This weekend, I have been preparing a system to produce some Hive Engine MongoDB dumps in order to help anyone who wants to start a new full node.
Although this system I have does not have lots of storage space, it has some cores to spare. So I have decided to give it a try and restore an 875GB dataset (which is how much my uncompressed MongoDB consumes for a full node of Hive-Engine).
Yes, this consumes TONS of CPU and takes a few hours to send over a 1Gbps link speed, but the outcome is rather nice! 1.65x in compression is really life-changing in many cases, if you have CPU to spare!
# zfs get all dapool/he_mongodb_bkp | egrep -e " logicalused" -e " compressratio" -e " compression" -e " used"
dapool/he_mongodb_bkp used 531G -
dapool/he_mongodb_bkp compressratio 1.65x -
dapool/he_mongodb_bkp compression zstd-11 local
dapool/he_mongodb_bkp usedbysnapshots 0B -
dapool/he_mongodb_bkp usedbydataset 531G -
dapool/he_mongodb_bkp usedbychildren 0B -
dapool/he_mongodb_bkp usedbyrefreservation 0B -
dapool/he_mongodb_bkp logicalused 875G -
And in my case, all I want is to dump a precise point-in-time MongoDB snapshot, so I really don't even care about the "day to day" performance of this.
FYI, this is coming (thanks for the patience)... both full node snapshots of HE and HE History at Hive block 103693705 and Hive Engine block 56676215 (for the history).
I really like what is trying to do, so I am going to pair up with some dedication and help the cause.
Will be providing the link again soon through the usual channel.
Note: Don't forget that when you send ZFS snapshots around, the target pool can have different options from the origin.

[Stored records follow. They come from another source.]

PR #4552, opened 2021-01-13
ndimage: coordinate rounding fix for order=0 interpolation

grlee77:
Fix rounding behavior for `cupyx.scipy.ndimage.interpolation` functions with order=0.

closes #4550

reference line from SciPy source: 
https://github.com/scipy/scipy/blob/255d49cd63d4341c4d95b28ee8272657bf5e8e42/scipy/ndimage/src/ni_interpolation.c#L479

PR #4568, opened 2021-01-23
Fix cupyx.scipy.ndimage.zoom for outputs of size 1

grlee77:
This PR fixes a bug in `cupyx.scipy.ndimage.zoom` when the output has any dimension of size 1 and `grid_mode=True`. The purpose of the modified code section was just to prevent any potential divide by zero when calculating the zoom factors.

This PR is built on top of #4552, otherwise the order=0 test cases added here would fail.

### DIFF
--- a/cupyx/scipy/ndimage/interpolation.py
+++ b/cupyx/scipy/ndimage/interpolation.py
@@ -705,11 +705,10 @@ def zoom(input, zoom, output=None, order=3, mode='constant', cval=0.0,
 
         zoom = []
         for in_size, out_size in zip(input.shape, output_shape):
-            if out_size > 1:
-                if grid_mode:
-                    zoom.append(in_size / out_size)
-                else:
-                    zoom.append((in_size - 1) / (out_size - 1))
+            if grid_mode and out_size > 0:
+                zoom.append(in_size / out_size)
+            elif out_size > 1:
+                zoom.append((in_size - 1) / (out_size - 1))
             else:
                 zoom.append(0)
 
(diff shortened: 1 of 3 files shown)


emcastillo:
Jenkins, test this please

emcastillo (approved):

tests/cupyx_tests/scipy_tests/ndimage_tests/test_interpolation.py
```diff
@@ -117,6 +117,29 @@ def test_map_coordinates_int(self, xp, scp, dtype):
         return out
 
 
+@testing.parameterize(*testing.product({
+    'order': [0, 1, 2, 3, 4, 5],
+    'mode': ['constant', 'nearest', 'mirror'] + scipy16_modes,
```
grlee77, line 122: probably have to drop the `scipy16_modes` here and the `_condition_scipy_version_skip` below for the 8.x branch

(and the same for `TestZoomOutputSize1` too)

grlee77: The comment above was intended to apply to a backport PR (if one is planned)

emcastillo:
v8 does not support grid_mode so this PR does not need to be backported.

cupyx/scipy/ndimage/interpolation.py
```diff
@@ -705,11 +705,10 @@ def zoom(input, zoom, output=None, order=3, mode='constant', cval=0.0,
 
         zoom = []
         for in_size, out_size in zip(input.shape, output_shape):
-            if out_size > 1:
-                if grid_mode:
-                    zoom.append(in_size / out_size)
-                else:
-                    zoom.append((in_size - 1) / (out_size - 1))
+            if grid_mode and out_size > 0:
```
hadipash, line 708: Why is it necessary to specify `out_size > 0` if technically any output size should be higher than 0?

This makes it super helpful (and it is actually the only way) for "changing" compression of datasets. So, if let's say, tomorrow I want to change from zstd-11 to something else, I just need to send the snapshot into a new dataset that has a different compression algorithm.
I haven't tried a bigger blocksize in ZFS, but it should give you even better results, in theory. I am using the default 128k here. And this was done on two NVMe system (overkill for the amount of compression) with Zen2 8-cores almost flat out all the time. If you have bigger stuff, then it will be much faster.
The thing about compression/decompression is that if you have more cores, they will be used! (assuming you have enough IO to/from the disk).
Anyways, that's my weekend geek time. I thought about changing a bit of the content gears to see if there is anyone interested.
Let me know if you like this kind of content
...and I will try to be a bit more diverse.
Please provide feedback in any "meaningful" way. If you don't understand any of this, and you are not looking for understanding, don't bother replying. You can, but you will be losing your time.